Task objective:
Give the lines below again exactly, starting with the line that holds "Lower initialization parallelism" and going on through the line that holds "## Description".
*** Records for the task Section Begins ***
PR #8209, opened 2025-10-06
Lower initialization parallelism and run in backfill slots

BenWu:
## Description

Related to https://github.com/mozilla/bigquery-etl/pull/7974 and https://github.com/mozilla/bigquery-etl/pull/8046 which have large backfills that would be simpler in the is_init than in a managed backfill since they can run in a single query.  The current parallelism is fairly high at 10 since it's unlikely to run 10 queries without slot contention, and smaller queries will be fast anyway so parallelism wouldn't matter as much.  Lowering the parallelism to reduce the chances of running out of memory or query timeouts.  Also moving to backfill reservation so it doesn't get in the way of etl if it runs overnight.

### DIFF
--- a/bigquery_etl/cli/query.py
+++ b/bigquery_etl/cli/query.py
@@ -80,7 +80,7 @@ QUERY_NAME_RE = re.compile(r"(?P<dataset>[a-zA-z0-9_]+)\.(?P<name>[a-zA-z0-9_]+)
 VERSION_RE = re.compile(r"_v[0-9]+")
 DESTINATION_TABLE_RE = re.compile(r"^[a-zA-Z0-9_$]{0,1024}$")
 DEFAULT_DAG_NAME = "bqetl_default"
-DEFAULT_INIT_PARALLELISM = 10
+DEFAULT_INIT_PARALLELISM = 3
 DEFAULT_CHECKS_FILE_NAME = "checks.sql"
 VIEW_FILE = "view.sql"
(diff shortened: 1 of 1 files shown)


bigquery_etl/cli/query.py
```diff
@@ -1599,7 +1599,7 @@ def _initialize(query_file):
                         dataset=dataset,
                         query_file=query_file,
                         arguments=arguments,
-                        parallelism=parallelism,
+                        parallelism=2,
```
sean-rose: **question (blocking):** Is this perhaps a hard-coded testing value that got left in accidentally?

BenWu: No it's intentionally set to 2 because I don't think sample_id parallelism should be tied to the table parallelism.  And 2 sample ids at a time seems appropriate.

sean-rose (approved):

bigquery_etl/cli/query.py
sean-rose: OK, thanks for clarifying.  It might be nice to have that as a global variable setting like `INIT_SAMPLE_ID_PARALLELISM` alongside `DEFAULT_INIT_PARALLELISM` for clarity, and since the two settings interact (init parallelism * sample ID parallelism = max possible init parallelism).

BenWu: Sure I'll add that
*** Records for the task Section Ends ***
Exercise answer:
Lower initialization parallelism and run in backfill slots

BenWu:
## Description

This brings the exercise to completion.